=== Begin Enclosure ===
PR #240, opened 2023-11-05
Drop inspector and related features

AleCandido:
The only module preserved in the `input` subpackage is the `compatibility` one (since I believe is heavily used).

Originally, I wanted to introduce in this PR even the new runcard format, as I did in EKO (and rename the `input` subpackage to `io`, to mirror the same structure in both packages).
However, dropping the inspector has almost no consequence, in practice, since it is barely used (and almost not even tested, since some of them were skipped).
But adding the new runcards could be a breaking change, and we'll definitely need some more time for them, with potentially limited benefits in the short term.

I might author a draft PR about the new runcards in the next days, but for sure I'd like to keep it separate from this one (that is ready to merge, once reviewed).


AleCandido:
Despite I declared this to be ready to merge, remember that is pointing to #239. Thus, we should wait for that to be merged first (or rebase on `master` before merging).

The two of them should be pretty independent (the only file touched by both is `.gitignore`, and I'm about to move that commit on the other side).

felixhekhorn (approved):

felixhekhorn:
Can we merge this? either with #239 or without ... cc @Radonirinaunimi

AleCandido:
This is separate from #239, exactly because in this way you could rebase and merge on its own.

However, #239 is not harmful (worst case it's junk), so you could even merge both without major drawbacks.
=== End Enclosure ===
■ Work item: Copy every line of the data above, beginning with the first and ending with the line that contains "This is separate", and give nothing more.

■ Response for this exercise:
PR #240, opened 2023-11-05
Drop inspector and related features

AleCandido:
The only module preserved in the `input` subpackage is the `compatibility` one (since I believe is heavily used).

Originally, I wanted to introduce in this PR even the new runcard format, as I did in EKO (and rename the `input` subpackage to `io`, to mirror the same structure in both packages).
However, dropping the inspector has almost no consequence, in practice, since it is barely used (and almost not even tested, since some of them were skipped).
But adding the new runcards could be a breaking change, and we'll definitely need some more time for them, with potentially limited benefits in the short term.

I might author a draft PR about the new runcards in the next days, but for sure I'd like to keep it separate from this one (that is ready to merge, once reviewed).


AleCandido:
Despite I declared this to be ready to merge, remember that is pointing to #239. Thus, we should wait for that to be merged first (or rebase on `master` before merging).

The two of them should be pretty independent (the only file touched by both is `.gitignore`, and I'm about to move that commit on the other side).

felixhekhorn (approved):

felixhekhorn:
Can we merge this? either with #239 or without ... cc @Radonirinaunimi

AleCandido:
This is separate from #239, exactly because in this way you could rebase and merge on its own.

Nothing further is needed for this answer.